» WORK INSTRUCTION: From the entries that follow, extract each line holding the string "been".
====== MATERIAL SUPPLIED ======
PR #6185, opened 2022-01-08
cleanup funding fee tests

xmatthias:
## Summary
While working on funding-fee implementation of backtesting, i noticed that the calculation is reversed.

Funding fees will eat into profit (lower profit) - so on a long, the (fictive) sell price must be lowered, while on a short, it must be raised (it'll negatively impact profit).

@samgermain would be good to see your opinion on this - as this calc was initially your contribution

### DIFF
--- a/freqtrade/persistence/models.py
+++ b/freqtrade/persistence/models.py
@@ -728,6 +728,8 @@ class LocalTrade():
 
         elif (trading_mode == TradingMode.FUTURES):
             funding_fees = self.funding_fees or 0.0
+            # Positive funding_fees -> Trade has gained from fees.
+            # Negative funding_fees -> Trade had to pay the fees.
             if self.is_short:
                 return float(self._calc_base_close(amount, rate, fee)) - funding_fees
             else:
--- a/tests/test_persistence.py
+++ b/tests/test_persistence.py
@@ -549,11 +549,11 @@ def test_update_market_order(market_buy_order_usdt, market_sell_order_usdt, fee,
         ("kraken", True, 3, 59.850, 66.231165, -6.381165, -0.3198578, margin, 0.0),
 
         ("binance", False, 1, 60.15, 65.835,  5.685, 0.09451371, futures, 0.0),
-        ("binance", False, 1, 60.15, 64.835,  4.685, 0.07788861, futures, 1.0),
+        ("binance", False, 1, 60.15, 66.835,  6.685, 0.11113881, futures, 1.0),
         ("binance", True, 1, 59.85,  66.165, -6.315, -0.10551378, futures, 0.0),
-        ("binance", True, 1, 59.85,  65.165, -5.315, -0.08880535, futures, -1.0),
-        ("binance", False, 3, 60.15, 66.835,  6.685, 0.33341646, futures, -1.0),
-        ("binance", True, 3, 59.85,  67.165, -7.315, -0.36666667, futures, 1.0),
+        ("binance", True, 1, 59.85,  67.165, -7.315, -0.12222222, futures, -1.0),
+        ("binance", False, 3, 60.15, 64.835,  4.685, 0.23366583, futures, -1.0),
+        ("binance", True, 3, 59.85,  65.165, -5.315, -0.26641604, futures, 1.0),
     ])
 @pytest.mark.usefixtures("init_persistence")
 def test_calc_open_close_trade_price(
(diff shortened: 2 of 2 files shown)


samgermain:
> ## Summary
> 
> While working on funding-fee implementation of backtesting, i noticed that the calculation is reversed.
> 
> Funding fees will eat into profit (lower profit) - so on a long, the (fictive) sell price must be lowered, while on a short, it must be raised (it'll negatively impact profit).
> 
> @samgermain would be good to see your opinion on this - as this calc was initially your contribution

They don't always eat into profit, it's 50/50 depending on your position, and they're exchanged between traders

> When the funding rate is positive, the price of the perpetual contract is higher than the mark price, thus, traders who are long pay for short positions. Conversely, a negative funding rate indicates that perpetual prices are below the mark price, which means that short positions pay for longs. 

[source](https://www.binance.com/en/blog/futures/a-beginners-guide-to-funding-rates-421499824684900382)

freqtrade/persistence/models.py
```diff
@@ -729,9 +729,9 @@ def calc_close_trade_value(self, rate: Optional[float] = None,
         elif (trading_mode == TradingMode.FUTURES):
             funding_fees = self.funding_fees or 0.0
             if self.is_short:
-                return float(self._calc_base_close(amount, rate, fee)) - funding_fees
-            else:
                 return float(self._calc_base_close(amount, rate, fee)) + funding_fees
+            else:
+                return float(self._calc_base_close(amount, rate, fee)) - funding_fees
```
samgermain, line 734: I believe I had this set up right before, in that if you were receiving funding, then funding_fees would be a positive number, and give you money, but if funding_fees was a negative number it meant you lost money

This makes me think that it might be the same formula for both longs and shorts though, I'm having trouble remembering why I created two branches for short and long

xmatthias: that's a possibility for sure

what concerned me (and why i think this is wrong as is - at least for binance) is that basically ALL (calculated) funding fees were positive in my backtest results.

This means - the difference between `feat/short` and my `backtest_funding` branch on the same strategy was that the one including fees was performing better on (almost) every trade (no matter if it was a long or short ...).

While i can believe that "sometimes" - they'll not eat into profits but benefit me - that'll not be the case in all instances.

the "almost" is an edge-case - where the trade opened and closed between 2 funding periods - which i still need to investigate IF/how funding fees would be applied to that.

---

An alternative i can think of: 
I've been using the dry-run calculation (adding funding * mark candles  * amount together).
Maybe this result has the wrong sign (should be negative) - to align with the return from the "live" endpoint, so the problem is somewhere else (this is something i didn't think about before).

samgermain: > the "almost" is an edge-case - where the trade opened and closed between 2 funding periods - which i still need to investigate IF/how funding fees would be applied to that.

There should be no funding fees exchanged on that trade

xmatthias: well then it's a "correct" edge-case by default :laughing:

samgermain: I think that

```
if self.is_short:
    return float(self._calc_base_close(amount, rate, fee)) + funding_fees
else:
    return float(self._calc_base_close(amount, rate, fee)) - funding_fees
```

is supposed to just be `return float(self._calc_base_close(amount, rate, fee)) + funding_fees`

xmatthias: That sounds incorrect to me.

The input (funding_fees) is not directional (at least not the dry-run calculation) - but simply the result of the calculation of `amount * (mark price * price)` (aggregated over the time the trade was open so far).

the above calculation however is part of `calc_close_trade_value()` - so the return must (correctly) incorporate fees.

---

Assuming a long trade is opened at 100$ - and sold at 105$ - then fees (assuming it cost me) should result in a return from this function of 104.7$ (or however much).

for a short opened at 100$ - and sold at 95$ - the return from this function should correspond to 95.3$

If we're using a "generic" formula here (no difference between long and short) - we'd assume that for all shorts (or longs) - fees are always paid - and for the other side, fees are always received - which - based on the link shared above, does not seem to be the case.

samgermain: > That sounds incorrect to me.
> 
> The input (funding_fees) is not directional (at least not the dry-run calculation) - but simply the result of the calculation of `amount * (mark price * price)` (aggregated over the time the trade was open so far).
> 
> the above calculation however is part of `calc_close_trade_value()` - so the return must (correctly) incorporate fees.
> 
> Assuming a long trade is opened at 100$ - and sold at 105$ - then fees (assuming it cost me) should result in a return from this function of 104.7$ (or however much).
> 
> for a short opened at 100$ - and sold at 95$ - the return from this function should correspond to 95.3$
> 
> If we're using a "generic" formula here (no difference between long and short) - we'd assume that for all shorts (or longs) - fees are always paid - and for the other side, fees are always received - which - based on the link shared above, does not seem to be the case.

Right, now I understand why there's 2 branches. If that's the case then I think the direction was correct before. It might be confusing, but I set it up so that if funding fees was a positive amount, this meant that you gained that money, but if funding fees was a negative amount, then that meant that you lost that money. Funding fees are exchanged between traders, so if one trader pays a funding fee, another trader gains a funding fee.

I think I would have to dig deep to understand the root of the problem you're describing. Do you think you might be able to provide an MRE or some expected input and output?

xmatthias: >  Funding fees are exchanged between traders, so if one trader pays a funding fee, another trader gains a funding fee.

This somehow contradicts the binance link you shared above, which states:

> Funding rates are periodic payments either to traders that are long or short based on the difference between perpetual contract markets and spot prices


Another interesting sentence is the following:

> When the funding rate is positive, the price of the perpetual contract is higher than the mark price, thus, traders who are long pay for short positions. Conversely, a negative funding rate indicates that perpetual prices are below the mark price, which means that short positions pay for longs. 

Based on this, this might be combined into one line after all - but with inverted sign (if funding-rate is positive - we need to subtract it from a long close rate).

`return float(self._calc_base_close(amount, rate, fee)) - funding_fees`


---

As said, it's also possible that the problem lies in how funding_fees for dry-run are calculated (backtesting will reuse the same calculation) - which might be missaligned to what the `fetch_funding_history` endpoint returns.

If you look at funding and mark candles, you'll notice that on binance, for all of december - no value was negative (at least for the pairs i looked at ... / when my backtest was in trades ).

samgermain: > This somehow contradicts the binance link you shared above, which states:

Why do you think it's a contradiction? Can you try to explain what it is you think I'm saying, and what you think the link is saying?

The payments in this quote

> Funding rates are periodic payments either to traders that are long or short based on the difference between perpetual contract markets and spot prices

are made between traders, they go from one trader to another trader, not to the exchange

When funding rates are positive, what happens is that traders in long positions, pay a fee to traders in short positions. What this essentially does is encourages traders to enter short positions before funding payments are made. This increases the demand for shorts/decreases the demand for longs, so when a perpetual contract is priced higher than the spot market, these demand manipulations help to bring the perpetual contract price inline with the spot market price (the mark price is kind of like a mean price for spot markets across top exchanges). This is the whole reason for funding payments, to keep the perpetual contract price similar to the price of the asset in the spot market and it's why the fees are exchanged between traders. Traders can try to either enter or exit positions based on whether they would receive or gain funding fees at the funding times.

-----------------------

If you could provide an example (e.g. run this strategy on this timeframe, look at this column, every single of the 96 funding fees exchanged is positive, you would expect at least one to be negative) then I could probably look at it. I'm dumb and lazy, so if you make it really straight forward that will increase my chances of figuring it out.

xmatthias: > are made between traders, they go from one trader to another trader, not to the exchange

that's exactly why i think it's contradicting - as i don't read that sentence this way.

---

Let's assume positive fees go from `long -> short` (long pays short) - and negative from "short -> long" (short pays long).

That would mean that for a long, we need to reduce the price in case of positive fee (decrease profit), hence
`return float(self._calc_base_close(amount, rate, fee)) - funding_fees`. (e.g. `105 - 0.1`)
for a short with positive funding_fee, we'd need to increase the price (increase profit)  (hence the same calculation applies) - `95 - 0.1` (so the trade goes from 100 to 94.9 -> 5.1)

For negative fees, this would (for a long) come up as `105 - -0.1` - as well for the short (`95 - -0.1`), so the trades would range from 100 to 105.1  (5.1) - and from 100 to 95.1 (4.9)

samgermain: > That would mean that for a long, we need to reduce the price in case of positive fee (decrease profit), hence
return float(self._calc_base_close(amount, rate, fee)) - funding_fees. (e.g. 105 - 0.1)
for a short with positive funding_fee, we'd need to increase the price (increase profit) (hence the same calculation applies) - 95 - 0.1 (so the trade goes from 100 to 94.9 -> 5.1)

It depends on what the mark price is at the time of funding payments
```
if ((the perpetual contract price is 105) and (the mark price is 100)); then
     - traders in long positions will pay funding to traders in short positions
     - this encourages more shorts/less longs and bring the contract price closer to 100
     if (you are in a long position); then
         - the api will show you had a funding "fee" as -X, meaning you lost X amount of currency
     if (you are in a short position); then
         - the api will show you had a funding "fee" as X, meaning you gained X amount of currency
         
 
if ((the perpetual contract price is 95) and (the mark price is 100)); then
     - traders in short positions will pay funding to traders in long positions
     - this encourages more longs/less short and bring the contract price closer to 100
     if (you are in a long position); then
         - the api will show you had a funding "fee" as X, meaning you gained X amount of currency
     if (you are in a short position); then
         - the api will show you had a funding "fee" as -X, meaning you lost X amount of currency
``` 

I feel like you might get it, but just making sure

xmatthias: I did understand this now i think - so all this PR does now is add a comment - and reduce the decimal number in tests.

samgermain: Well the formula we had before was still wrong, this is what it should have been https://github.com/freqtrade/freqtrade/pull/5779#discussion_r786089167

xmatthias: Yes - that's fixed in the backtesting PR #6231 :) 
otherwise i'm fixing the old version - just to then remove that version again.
======
» SOLUTION:
I've been using the dry-run calculation (adding funding * mark candles  * amount together).
samgermain: Well the formula we had before was still wrong, this is what it should have been https://github.com/freqtrade/freqtrade/pull/5779#discussion_r786089167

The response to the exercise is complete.